Dataset entries:
════════

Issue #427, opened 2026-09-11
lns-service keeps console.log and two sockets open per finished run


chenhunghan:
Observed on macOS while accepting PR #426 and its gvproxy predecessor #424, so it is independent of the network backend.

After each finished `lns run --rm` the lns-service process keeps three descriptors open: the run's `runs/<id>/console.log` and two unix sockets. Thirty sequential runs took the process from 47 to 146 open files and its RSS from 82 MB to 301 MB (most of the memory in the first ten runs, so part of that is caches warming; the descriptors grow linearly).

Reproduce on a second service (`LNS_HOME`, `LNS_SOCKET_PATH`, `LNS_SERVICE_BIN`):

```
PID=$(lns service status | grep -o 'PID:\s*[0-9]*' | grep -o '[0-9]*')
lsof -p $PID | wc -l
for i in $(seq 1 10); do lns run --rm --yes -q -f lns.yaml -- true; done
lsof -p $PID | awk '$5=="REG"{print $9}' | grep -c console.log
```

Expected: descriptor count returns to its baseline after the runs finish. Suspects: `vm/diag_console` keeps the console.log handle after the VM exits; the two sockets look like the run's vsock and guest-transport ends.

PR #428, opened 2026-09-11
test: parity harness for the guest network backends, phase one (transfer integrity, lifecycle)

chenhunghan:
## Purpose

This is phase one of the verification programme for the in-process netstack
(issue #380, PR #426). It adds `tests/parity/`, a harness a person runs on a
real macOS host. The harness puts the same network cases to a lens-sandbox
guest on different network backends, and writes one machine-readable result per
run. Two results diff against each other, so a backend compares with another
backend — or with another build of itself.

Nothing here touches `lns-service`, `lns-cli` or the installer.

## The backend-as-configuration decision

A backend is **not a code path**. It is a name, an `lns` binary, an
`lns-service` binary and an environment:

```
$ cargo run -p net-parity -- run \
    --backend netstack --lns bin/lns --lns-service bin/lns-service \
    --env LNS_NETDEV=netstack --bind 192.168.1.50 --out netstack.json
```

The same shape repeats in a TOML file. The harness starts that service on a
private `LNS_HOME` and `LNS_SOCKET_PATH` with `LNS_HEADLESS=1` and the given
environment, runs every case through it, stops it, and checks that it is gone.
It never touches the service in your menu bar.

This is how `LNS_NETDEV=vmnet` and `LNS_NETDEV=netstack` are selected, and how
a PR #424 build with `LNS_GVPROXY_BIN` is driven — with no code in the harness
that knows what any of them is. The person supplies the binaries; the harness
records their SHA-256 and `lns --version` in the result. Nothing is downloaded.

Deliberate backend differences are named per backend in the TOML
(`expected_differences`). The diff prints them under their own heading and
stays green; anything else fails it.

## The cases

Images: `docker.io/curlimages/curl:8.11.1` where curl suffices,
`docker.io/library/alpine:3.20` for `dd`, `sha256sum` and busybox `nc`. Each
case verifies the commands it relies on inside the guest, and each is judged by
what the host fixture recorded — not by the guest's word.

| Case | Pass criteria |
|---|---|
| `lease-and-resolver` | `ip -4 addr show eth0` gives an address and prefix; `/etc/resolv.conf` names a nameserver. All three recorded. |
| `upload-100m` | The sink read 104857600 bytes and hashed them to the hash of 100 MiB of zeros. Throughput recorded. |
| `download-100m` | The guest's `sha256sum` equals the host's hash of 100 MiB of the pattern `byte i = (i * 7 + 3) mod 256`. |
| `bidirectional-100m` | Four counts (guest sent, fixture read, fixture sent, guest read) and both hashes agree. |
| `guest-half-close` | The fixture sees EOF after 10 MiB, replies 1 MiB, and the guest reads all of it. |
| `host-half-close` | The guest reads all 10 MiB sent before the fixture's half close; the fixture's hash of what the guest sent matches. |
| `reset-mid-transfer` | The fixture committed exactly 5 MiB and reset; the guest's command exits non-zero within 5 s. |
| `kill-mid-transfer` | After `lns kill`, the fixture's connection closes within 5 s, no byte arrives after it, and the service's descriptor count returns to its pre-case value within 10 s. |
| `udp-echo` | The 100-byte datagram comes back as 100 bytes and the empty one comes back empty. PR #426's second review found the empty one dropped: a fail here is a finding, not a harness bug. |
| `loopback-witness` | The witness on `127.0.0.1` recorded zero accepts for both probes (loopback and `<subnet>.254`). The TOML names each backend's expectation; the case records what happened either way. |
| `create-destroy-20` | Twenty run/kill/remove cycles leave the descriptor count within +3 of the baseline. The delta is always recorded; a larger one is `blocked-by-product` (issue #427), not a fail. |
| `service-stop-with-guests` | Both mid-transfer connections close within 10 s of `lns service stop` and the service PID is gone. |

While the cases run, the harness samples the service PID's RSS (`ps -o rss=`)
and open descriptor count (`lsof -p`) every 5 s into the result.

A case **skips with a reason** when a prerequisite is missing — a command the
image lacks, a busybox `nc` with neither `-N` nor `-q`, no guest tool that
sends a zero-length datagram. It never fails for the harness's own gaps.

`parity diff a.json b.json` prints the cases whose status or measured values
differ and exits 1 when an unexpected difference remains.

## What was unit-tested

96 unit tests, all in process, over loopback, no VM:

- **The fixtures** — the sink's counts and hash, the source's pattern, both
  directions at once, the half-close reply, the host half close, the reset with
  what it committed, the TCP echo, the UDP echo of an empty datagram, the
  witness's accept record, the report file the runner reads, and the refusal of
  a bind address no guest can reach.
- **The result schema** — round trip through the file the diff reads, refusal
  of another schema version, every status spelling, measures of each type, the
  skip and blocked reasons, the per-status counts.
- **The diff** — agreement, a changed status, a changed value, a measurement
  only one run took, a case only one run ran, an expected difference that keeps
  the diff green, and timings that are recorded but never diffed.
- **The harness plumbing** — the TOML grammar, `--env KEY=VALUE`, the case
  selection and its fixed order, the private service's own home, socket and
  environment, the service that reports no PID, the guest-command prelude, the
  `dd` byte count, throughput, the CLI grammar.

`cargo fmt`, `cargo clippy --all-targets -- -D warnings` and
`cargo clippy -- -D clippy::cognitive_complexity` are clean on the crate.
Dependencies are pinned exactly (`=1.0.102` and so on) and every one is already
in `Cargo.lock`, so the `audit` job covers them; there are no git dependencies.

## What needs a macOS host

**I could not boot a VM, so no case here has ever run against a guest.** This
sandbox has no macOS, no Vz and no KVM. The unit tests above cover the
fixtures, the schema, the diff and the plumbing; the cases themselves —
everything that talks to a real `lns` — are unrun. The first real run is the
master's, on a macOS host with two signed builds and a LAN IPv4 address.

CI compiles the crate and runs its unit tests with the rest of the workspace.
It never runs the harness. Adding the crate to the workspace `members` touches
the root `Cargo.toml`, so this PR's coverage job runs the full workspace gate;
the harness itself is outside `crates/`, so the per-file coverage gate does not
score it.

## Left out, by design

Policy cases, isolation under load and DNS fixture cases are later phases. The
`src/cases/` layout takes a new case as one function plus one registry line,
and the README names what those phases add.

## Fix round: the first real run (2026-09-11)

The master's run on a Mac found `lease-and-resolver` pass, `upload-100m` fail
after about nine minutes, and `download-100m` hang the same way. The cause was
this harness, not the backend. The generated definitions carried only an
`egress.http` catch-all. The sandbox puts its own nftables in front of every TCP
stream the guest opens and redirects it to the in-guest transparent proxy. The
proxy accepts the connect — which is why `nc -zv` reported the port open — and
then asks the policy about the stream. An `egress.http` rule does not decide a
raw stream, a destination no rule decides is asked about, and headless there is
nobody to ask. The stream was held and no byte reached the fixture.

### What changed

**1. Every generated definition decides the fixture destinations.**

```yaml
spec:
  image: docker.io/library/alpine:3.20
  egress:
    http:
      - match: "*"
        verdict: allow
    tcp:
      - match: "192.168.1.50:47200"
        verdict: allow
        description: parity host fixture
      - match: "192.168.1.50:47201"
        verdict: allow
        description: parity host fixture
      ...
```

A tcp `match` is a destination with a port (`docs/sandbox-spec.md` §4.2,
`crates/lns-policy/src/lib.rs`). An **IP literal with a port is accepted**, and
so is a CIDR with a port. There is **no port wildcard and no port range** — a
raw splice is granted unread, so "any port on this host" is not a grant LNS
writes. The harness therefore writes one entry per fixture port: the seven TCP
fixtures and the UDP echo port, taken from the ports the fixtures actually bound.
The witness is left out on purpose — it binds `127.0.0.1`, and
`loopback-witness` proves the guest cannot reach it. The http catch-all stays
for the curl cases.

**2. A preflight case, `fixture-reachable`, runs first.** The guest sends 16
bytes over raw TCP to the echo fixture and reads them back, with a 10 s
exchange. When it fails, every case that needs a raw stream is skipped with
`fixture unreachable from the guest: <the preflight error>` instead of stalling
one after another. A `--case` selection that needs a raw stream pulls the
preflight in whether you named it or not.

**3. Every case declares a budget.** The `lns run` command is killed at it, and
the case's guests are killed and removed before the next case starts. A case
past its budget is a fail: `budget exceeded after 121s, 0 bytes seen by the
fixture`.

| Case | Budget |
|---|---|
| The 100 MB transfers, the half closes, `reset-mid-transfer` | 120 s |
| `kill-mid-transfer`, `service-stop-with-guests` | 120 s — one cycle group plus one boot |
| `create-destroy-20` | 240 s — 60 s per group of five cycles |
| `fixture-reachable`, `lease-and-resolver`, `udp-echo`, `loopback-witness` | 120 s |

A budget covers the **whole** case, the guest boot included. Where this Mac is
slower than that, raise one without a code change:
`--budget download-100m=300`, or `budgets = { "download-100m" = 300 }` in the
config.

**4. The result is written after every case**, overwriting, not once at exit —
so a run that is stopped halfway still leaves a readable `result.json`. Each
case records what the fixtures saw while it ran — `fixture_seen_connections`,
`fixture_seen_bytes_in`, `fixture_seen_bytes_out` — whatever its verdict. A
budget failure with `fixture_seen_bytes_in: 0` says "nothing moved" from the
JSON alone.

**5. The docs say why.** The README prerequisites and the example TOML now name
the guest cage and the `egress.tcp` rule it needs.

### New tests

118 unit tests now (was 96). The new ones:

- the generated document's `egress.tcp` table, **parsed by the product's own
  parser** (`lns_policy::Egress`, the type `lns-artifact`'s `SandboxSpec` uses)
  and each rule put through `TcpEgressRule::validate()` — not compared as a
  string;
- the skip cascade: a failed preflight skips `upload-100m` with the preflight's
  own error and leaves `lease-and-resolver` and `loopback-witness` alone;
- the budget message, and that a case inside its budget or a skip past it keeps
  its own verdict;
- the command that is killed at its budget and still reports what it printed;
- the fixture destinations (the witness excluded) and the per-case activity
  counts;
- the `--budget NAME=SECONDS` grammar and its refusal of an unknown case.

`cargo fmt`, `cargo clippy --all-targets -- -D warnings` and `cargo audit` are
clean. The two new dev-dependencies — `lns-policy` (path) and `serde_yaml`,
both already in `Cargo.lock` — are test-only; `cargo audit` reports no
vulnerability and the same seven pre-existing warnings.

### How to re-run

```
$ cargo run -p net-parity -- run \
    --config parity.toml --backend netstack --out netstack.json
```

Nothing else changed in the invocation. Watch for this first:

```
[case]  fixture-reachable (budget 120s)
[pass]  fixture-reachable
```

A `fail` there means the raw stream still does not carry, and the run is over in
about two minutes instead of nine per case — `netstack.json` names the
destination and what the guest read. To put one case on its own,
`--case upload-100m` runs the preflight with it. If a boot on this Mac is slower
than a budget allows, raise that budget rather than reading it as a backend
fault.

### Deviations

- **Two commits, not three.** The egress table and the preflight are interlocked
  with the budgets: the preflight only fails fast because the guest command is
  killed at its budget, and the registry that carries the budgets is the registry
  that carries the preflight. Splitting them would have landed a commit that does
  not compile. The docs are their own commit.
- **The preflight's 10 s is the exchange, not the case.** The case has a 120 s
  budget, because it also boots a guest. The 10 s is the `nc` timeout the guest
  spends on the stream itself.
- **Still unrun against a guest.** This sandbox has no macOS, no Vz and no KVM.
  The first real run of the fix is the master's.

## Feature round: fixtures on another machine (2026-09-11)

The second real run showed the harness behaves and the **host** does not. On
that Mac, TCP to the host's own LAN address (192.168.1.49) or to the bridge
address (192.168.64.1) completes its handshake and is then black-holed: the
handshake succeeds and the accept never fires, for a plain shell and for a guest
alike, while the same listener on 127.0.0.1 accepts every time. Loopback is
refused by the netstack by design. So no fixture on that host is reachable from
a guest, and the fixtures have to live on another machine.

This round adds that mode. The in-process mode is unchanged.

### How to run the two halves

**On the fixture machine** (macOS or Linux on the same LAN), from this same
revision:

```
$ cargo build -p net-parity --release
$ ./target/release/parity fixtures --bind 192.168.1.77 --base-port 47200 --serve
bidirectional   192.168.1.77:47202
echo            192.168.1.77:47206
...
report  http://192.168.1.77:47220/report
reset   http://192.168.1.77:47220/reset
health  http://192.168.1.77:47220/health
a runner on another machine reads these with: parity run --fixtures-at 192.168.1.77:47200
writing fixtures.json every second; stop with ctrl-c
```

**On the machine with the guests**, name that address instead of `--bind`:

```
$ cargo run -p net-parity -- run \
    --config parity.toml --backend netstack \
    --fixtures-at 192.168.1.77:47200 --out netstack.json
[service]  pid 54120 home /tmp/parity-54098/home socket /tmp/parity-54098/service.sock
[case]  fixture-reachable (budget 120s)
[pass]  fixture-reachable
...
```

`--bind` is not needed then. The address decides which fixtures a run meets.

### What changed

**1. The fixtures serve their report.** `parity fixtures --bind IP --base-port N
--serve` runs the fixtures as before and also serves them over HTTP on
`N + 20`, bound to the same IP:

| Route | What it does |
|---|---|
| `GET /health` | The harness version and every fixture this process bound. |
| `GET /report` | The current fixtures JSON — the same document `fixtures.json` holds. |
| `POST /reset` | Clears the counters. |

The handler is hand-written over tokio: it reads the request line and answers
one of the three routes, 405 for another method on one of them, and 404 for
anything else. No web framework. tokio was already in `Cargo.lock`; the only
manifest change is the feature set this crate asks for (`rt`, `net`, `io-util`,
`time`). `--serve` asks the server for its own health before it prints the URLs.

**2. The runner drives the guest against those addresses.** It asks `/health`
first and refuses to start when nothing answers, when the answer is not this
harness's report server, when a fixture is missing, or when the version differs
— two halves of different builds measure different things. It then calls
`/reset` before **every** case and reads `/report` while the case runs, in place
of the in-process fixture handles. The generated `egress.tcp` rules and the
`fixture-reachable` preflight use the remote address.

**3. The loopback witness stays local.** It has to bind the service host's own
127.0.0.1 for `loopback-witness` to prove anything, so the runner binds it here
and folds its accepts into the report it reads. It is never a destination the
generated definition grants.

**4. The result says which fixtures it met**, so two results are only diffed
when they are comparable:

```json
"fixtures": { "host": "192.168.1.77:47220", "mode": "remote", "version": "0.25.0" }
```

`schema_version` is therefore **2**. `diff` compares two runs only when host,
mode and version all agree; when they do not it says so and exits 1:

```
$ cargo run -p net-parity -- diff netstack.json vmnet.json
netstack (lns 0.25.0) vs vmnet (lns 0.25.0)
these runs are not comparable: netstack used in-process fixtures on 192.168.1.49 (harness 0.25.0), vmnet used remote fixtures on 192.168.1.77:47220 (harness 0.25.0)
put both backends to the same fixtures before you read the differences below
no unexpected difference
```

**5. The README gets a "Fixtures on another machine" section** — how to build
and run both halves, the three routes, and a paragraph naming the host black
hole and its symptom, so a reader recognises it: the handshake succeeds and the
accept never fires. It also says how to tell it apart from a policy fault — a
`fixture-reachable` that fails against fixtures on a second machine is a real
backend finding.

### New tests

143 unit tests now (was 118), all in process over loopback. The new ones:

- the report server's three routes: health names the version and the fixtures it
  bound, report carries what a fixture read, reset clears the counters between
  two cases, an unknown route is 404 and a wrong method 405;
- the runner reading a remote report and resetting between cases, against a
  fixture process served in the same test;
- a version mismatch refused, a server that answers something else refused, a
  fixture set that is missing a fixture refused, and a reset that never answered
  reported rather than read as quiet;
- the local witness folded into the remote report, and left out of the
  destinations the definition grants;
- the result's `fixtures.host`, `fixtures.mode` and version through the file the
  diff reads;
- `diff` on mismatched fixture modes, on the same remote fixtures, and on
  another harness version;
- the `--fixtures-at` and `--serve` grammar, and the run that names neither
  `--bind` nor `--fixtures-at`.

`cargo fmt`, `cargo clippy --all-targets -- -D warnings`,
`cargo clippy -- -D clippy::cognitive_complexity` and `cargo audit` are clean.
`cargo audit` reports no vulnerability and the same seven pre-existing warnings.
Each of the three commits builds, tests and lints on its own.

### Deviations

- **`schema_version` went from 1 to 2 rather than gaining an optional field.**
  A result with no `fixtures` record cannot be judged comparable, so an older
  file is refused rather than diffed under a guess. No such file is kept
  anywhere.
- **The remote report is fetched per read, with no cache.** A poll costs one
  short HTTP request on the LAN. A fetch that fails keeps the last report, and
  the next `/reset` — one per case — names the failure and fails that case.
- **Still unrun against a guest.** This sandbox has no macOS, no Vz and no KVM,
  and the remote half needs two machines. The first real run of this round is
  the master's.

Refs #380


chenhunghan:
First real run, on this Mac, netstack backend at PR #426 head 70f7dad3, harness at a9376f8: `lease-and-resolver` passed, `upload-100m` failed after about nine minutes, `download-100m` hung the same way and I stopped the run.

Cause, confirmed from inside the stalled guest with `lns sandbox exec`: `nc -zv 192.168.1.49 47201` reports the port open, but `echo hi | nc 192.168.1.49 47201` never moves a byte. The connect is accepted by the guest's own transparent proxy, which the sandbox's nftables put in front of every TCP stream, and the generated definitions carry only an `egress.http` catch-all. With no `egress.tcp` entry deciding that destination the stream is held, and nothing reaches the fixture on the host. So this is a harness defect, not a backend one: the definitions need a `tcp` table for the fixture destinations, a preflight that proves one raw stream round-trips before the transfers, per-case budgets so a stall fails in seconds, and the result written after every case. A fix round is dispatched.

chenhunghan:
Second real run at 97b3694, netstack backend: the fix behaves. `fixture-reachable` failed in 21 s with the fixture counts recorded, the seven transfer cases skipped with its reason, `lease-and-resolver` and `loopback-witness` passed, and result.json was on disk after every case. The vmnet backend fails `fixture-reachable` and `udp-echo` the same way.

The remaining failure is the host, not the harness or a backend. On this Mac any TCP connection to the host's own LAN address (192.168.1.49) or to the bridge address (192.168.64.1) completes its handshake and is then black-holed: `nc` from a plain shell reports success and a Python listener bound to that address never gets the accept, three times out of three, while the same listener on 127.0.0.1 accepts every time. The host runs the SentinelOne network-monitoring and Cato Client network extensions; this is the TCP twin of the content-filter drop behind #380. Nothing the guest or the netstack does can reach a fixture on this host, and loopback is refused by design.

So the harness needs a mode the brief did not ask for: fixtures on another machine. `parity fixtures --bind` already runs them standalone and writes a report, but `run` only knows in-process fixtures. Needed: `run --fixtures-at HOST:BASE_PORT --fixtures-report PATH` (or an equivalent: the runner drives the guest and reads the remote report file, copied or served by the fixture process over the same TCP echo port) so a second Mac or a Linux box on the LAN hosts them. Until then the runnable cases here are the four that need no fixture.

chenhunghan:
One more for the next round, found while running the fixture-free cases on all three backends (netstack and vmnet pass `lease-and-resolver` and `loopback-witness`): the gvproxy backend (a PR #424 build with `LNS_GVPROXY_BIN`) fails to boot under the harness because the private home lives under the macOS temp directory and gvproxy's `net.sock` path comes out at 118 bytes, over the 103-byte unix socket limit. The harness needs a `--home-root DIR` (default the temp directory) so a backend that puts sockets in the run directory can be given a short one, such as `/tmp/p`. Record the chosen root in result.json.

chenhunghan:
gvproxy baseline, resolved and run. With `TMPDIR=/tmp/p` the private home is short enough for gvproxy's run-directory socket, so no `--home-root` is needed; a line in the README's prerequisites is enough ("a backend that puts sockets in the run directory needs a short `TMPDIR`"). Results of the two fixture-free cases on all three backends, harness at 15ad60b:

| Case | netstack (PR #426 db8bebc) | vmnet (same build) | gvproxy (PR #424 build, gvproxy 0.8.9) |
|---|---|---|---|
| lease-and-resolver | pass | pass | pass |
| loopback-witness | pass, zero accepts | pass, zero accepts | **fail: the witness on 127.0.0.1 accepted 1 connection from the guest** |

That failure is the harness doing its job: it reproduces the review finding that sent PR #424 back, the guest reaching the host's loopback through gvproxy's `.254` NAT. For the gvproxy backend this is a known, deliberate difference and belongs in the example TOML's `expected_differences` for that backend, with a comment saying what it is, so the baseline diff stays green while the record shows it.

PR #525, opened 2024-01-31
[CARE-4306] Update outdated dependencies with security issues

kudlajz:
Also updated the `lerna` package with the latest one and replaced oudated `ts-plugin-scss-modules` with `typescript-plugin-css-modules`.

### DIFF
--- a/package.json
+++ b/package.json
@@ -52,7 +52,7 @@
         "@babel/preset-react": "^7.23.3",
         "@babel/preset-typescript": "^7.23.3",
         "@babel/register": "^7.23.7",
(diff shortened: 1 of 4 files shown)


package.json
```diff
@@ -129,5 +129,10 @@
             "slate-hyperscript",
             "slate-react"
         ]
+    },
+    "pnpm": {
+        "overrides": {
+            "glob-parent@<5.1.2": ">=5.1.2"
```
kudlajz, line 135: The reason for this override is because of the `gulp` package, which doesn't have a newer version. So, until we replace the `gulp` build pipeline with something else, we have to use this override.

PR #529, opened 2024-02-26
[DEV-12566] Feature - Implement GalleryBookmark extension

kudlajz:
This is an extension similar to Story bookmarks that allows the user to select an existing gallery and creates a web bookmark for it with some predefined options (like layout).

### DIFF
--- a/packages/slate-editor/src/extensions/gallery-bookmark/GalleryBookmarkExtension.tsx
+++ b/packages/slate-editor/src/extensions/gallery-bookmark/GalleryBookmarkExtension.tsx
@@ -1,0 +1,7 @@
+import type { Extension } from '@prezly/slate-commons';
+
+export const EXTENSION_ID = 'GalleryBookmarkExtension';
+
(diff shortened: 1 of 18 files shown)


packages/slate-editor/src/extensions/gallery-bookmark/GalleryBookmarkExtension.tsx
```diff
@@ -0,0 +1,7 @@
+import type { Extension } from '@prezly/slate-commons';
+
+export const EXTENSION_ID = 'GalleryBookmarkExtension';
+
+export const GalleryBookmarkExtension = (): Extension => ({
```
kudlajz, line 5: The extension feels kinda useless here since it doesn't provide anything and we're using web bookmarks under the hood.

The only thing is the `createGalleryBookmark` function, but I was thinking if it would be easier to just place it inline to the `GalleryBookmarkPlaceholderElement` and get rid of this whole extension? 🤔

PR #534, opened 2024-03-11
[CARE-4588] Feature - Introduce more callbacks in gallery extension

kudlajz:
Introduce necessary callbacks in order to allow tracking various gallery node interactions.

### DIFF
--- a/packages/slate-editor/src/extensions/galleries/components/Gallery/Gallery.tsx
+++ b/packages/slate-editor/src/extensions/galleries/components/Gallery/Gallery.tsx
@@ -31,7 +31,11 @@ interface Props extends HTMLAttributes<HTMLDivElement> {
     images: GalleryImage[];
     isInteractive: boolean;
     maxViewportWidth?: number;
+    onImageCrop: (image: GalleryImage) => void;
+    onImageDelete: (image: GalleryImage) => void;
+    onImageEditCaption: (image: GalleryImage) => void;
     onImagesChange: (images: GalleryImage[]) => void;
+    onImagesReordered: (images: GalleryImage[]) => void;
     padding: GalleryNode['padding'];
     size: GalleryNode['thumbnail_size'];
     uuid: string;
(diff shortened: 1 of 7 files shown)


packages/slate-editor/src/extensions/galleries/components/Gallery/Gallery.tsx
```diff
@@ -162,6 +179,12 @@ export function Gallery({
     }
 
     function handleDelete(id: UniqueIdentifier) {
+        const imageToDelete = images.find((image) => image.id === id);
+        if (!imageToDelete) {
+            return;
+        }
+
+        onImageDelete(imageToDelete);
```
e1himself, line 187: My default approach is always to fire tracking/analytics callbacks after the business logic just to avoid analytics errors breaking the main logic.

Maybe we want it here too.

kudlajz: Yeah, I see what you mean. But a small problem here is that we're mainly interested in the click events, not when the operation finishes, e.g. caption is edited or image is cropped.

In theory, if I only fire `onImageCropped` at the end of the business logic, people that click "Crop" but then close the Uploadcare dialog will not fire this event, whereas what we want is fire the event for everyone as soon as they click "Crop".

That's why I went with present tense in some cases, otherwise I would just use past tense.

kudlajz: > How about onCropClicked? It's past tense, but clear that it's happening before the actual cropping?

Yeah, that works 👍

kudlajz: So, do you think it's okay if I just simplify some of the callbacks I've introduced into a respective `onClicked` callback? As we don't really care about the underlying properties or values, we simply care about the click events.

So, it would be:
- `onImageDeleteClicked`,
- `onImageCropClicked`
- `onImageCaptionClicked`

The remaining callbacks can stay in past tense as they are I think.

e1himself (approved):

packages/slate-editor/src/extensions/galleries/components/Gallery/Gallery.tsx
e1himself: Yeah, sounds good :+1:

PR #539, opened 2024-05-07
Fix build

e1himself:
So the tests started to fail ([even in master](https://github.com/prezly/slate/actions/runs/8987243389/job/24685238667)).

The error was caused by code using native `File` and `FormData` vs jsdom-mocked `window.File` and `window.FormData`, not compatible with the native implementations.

════════

| AIM OF THE TASK |
From the records above, quote only the lines running from the line with "images: GalleryImage[];" to the line with "kudlajz: Yeah, I", both lines included.

| YOUR SOLUTION |
     images: GalleryImage[];
     isInteractive: boolean;
     maxViewportWidth?: number;
+    onImageCrop: (image: GalleryImage) => void;
+    onImageDelete: (image: GalleryImage) => void;
+    onImageEditCaption: (image: GalleryImage) => void;
     onImagesChange: (images: GalleryImage[]) => void;
+    onImagesReordered: (images: GalleryImage[]) => void;
     padding: GalleryNode['padding'];
     size: GalleryNode['thumbnail_size'];
     uuid: string;
(diff shortened: 1 of 7 files shown)


packages/slate-editor/src/extensions/galleries/components/Gallery/Gallery.tsx
```diff
@@ -162,6 +179,12 @@ export function Gallery({
     }
 
     function handleDelete(id: UniqueIdentifier) {
+        const imageToDelete = images.find((image) => image.id === id);
+        if (!imageToDelete) {
+            return;
+        }
+
+        onImageDelete(imageToDelete);
```
e1himself, line 187: My default approach is always to fire tracking/analytics callbacks after the business logic just to avoid analytics errors breaking the main logic.

Maybe we want it here too.

kudlajz: Yeah, I see what you mean. But a small problem here is that we're mainly interested in the click events, not when the operation finishes, e.g. caption is edited or image is cropped.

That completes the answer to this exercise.